Turistlerin Ada’nın tamamını görme imkan ve hakkından mahrum bırakacak bu uygulamanın gerek AB yasaları gerekse turizmin doğası ve insani değerlerle açıklanamayacağını ifade eden Ataoğlu, bu durumun, Kıbrıs Türkleri üzerine uygulanan izolasyonları körükleyeceğini, sadece ekonomik anlamda değil, adadaki çözüm arayışlarına da sekte vuracağını söyledi.  

Ataoğlu, bu tür adımların, sadece turistlerin özgürlüğünü kısıtlamakla kalmadığını, aynı zamanda adanın iki halkı arasında daha fazla ayrışmaya neden olduğunu ifadeyle, iki toplum arasındaki bağları güçlendirebilecek, kültürel anlayışı artırabilecek ve barış sürecine katkı koyabilecek turizm sektörünün önüne böylesi engellerin konmasının Ada’daki sorunu derinleştirmekten başka bir amaca hizmet etmeyeceğini ifade etti. 
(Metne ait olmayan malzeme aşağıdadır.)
PR #190, opened 2017-03-12
Move error div outside the dweet iframe

lionleaf:
Currently only works for the "new dweet" editing box.

screenshot 2017-03-13 00 04 38

### DIFF
--- a/dwitter/static/main.css
+++ b/dwitter/static/main.css
@@ -55,6 +55,11 @@ input[type=submit].delete-button {
   font-family: 'Roboto', sans-serif;
 }
 
+.error-display {
+  color: red;
+  font-size: small;
+  font-family: 'Roboto', sans-serif;
+}
 
 a {
   color: #666;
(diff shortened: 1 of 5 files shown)


tbroadley:
Looks good to me :) Do you want to handle moving errors out of the iframe when remixing in this PR, or in a separate one?

dwitter/static/main.css
```diff
@@ -53,6 +53,11 @@ input[type=submit].delete-button {
   font-family: 'Roboto', sans-serif;
 }
 
+.error-display {
+  color: red;
+  font-size: small;
+  font-family: sans-serif;
```
stianjensen: Please use `font-family: 'Roboto', sans-serif;` like above, for consistency :)

lionleaf: Fixed.

lionleaf:
Now applies to all dweets!
I'll merge and deploy on review :)

lionleaf:
ping

Issue #187, opened 2017-03-12
Javascript linting


tbroadley:
It would be nice to lint our JS, along with our Python. I'd suggest adding the JS linting to Travis as well.

lionleaf:
Fixed with #213

PR #195, opened 2017-03-14
Add Javascript linting (part 1)

tbroadley:
This PR partially completes https://github.com/lionleaf/dwitter/issues/187. It uses ESLint to lint Dwitter's JS files.

It may be easier to review this PR by looking at https://github.com/lionleaf/dwitter/pull/195/files?w=1, a diff with whitespace differences suppressed.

Başbakan Yardımcısı, Turizm, Kültür, Gençlik ve Çevre Bakanı Fikri Ataoğlu, Almanya’nın en önde gelen tur operatörü olan TUI tarafından yapılan açıklamaya da değinerek, “Kıbrıs Cumhuriyeti” yönetimi ile varılan anlaşma gereği, Kuzey Kıbrıs'a düzenlenen tüm turların 31 Ağustos 2024'e kadar durdurulacağı yönündeki açıklamasının da turizmin doğasına aykırı olarak siyasi bir karar niteliği taşıdığını belirtti.
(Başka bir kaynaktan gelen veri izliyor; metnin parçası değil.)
PR #202, opened 2017-03-16
correctly initialize stats on Firefox

tbroadley:
I found this bug on Firefox 52.0. It seems that Firefox throws an error when trying to render the FPS widget on the hidden new dweet iframe. This change ensures that the FPS widget is rendered correctly.

### Before:

without-stats-fix

### After:

with-stats-fix

### DIFF
--- a/dwitter/templates/dweet/dweet.html
+++ b/dwitter/templates/dweet/dweet.html
@@ -111,11 +111,15 @@
   <canvas id=c></canvas>
   <div class=error-display></div>
   <script>
-    var stats = new Stats();
-    stats.showPanel(0);
-    stats.dom.setAttribute('id', 'stats');
-    document.body.appendChild(stats.dom);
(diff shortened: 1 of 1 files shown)


dwitter/templates/dweet/dweet.html
```diff
@@ -111,11 +111,15 @@
...
-    document.body.appendChild(stats.dom);
+    function createStats() {
+      var stats = new Stats();
+      stats.showPanel(0);
+      stats.dom.setAttribute('id', 'stats');
+      document.body.appendChild(stats.dom);
+      return stats;
+    }
 
+    var stats = createStats();
```
tbroadley: If `new Stats()` in `createStats` fails, `stats` will be `undefined`. It'll then be reinitialized once the element that contains it is visible, in `loop`.

PR #203, opened 2017-03-16
refresh Waypoints on comment load or new dweet form slide-down

### LINKED ISSUE #194: Autoplay doesn't work properly after long comment threads have loaded
After loading all comments on a long comment thread, scrolling down starts playing the dweets earlier, and stops playing them while they're in the middle of the screen.

To reproduce in prod:
1. Go to top
2. Find a dweet with many comments (for instance https://www.dwitter.net/d/1494)
3. Expand the comment thread.
4. Scroll further down.

tbroadley:
Closes #194.

With this change, [`Waypoint.refreshAll`](http://imakewebthings.com/waypoints/api/refresh-all/) is called whenever the layout of the page is updated (i.e. whenever comments are loaded or the new dweet form slides down).

### DIFF
--- a/dwitter/static/js/ajax-handling.js
+++ b/dwitter/static/js/ajax-handling.js
@@ -49,7 +49,7 @@ var loadComments = function() {
 
   var loadCommentsResponse = function(serverResponse_json, textStatus_ignored,
        jqXHR_ignored) {
-    var $comment_section = $load_comments_button.parents('.comments');
+    var comment_section = $load_comments_button.parents('.comments')[0];
 
     if (serverResponse_json.next) {
       alert('Woops, there are more comments, but they are unloadable as of now. Please bug lionleaf to fix');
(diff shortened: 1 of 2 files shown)


dwitter/static/js/ajax-handling.js
```diff
@@ -64,7 +64,10 @@ var loadComments = function() {
       }
       new_comment_list += getCommentHTML(comment);
     }
-    $comment_section[0].innerHTML = new_comment_list + $comment_section[0].innerHTML;
+    $(comment_section)
+      .html(new_comment_list + comment_section.innerHTML)
+      .promise()
+      .done(Waypoint.refreshAll);
```
tbroadley: Since the comment section's HTML is updated asynchronously, we need to wait until the update is finished before calling `Waypoint.refreshAll`. This is accomplished by converting the call to `html` into a promise, then waiting for the promise to resolve.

Kararın, sınırın kuzeyindeki tüm turlar için geçerli olacağını duyuran TUI'nin bu kararı sonrasında, yerel rehberleri de olumsuz etkileyeceğini belirten Ataoğlu, “Sadece Kuzey Kıbrıs Türk Cumhuriyeti turizmine değil ve sadece devlet düzeyinde değil, bu uygulama ile hem Güney hem de Kuzey Kıbrıs turizmini ve hem Güney’deki hem de Kuzey’deki tur rehberlerini zor duruma sokacağını belirterek, “Turizm, siyasete kurban edilemez. Turizmden geçimini kazanan insanları da yok sayabilecek bu uygulamadan bir an önce geri dönülmesi gerekmektedir” dedi.

“Özellikle, TUI'nin 31 Ağustos 2024'e kadar Kuzey Kıbrıs'a düzenlenen turları tamamen durdurmayı planladığını duyurması, iki toplumdaki yerel çalışanların ve turizm sektörü çalışanları için büyük bir belirsizlik yaratmıştır..” diyen Ataoğlu, “Özellikle Avrupa Birliği ve BM’nin, böylesi uygulamalar karşısında kayıtsız ve seyirci kalması, iki uluslararası birliğin tarafsızlık ve güvenilirliğini Kıbrıs Türkü açısından ciddi şekilde sorgular noktaya getirmektedir” dedi.
Ataoğlu, BM ve AB’nin, Güney Kıbrıs Rum Yönetimi’nin iki halk arasındaki ayrımı daha da derinleştirecek tutum ve davranışları karşısında sessiz ve kayıtsız kalmaktan bir an önce vazgeçmesi gerekliliğinin de altını çizerek, “Kıbrıs Türk halkının da, insan temek hak ve özgürlüklerine haiz olduğu gerçeğini unutmadan, yanlı tutum ve uygulamalardan bir an önce geri dönülmeli, bu tarz girişimleri bir an önce durdurmalıdırlar” dedi.